- _Work request_
Transcribe the listing below only from the line with "if ( m_storePassL1" up to and including the line with "m_allHists.push_back( hist );".

- _Listed records_
PR #1361, opened 2019-09-24
Histogram booking mods

kalderon:
This borrows some functionality from https://gitlab.cern.ch/atlas/athena/blob/master/Control/AthenaBaseComps/AthenaBaseComps/AthHistogramming.h and .cxx to make use of the existing m_allHists vector to avoid having to declare each histogram in the header file, simplifying development.

See examples of use in https://gitlab.cern.ch/atlas-phys-exotics-dijet-tla/TLAAlgosFullRun2/blob/master/Root/SelectAndHistogram.cxx. But a snippet would be:

.h:
```cpp
  HistogramManager* m_histManager = nullptr; //!
```

.cxx
```cpp
  // histInitialize()
  m_histManager = new HistogramManager(m_name, "");
  ANA_CHECK( m_histManager -> initialize() );
  m_histManager->book("myDir/h_jetPt", "", "jet pT [GeV]", 100, 0, 2000);
  m_histManager -> record( wk() );
  //
  // execute()
  m_histManager->fillHist("myDir/h_jetPt", jet->pt() * 0.001);
```

I'm not sure why commit 64cf7f4 has made it in here, it should already be in master, so perhaps I need to do a new rebase and cherry-pick just ffd5016, but I thought I'd create the pull request now so any discussion can start since this is a slightly bigger change than I normally make (albeit no existing workflows should be affected beyond some tiny extra overhead in record().

### DIFF
--- a/Root/BasicEventSelection.cxx
+++ b/Root/BasicEventSelection.cxx
@@ -1007,8 +1007,10 @@ EL::StatusCode BasicEventSelection :: execute ()
 
     }
 
-    static SG::AuxElement::Decorator< float > weight_prescale("weight_prescale");
-    weight_prescale(*eventInfo) = triggerChainGroup->getPrescale();
+    if ( m_storePrescaleWeight ) {
+      static SG::AuxElement::Decorator< float > weight_prescale("weight_prescale");
+      weight_prescale(*eventInfo) = triggerChainGroup->getPrescale();
+    }
 
     if ( m_storePassL1 ) {
       static SG::AuxElement::Decorator< int > passL1("passL1");
--- a/Root/HistogramManager.cxx
+++ b/Root/HistogramManager.cxx
@@ -151,18 +151,16 @@ void HistogramManager::Sumw2(TH1* hist, bool flag /*=true*/) {
 void HistogramManager::record(TH1* hist) {
   m_allHists.push_back( hist );
 
-  // Check if the hash for this histName already exists, i.e., if we have a hash collision
+  // Check if this histName already exists
   std::string histName = hist->GetName();
-  const hash_t histHash = this->makeHash(histName);
-  HistMap_t::const_iterator it = m_histMap.find( histHash );
+  HistMap_t::const_iterator it = m_histMap.find( histName );
   if ( it != m_histMap.end() ) // It does exist!
     {
-      ANA_MSG_WARNING( "Detected a hash collision. The hash for the histogram with name=" << histName
-                       << " already exists and points to a histogram with name=" << it->second->GetName()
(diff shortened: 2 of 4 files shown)


kratsg:
I think I like this and I don't see any obvious drawbacks. @kkrizka ?

kkrizka:
No complaints from me about this functionality.

However I want to point out that doing the histogram lookup will slow down your code somewhat, since you are calculating the string hash for every event in your selection.

kalderon:
Thanks. Yes, it is a bit slower - on 100k events, filling about 10 times per event, it takes 0.8-1.0s to fill this way and 0.15-0.25s to fill the original way, to be compared with a total of 15s for the execute time, i.e. a ~5% slowdown, which I think I can live with for development purposes but good to remember that switching back is an option to squeeze out some performance later.

kkrizka:
Did you measure this time with the changes that I recommended?

kalderon:
I'm not quite sure what it is that you're recommending, can you elaborate? Is there a way of getting around the lookup / a better way than hashing? I don't see any comments on the code

kkrizka:
Ah, first time I am using the code review function in github. Didn't realize I had to click a second button to actually submit my comments. Sorry about that!

kalderon:
@kkrizka I modified according to your suggestions, which speed it up a bit, thanks - the 0.9s I quoted before is reduced to 0.75s, vs 0.2s for "original" (ie the average time per event for "original" histogramming is 1.9e-6 s, and 7.5e-6 s for the new-with-changes). I think then that this is OK for merging?

kkrizka:
I think it is OK for merging.

kratsg:
> @kkrizka I modified according to your suggestions, which speed it up a bit, thanks - the 0.9s I quoted before is reduced to 0.75s, vs 0.2s for "original" (ie the average time per event for "original" histogramming is 1.9e-6 s, and 7.5e-6 s for the new-with-changes). I think then that this is OK for merging?

I still think this is too big of a slowdown. Can you run over 100k events and figure out how much slower it is overall? Is it noticeable enough? You're quoting basically a 500% slowdown.

kalderon:
It's a roughly five-fold slowdown in histogram filling, yes, but even for a job that only does some basic event and kinematic selection this is pretty negligible in overall terms. On 100k events, where 10k pass selection and are histogrammed, the timings running it three times are:
- 0.034, 0.025, 0.025 s for the "old-style" histogram filling
- 0.119, 0.125, 0.138 s for the "new-style" histogram filling
- 26.08, 27.21, 27.88 s from the second event (ie after all initialisation) to the end
i.e. 0.5% of the total time vs 0.1%, so a slowdown of 0.4%

kalderon:
Thanks :-)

- _Exercise result_
     if ( m_storePassL1 ) {
       static SG::AuxElement::Decorator< int > passL1("passL1");
--- a/Root/HistogramManager.cxx
+++ b/Root/HistogramManager.cxx
@@ -151,18 +151,16 @@ void HistogramManager::Sumw2(TH1* hist, bool flag /*=true*/) {
 void HistogramManager::record(TH1* hist) {
   m_allHists.push_back( hist );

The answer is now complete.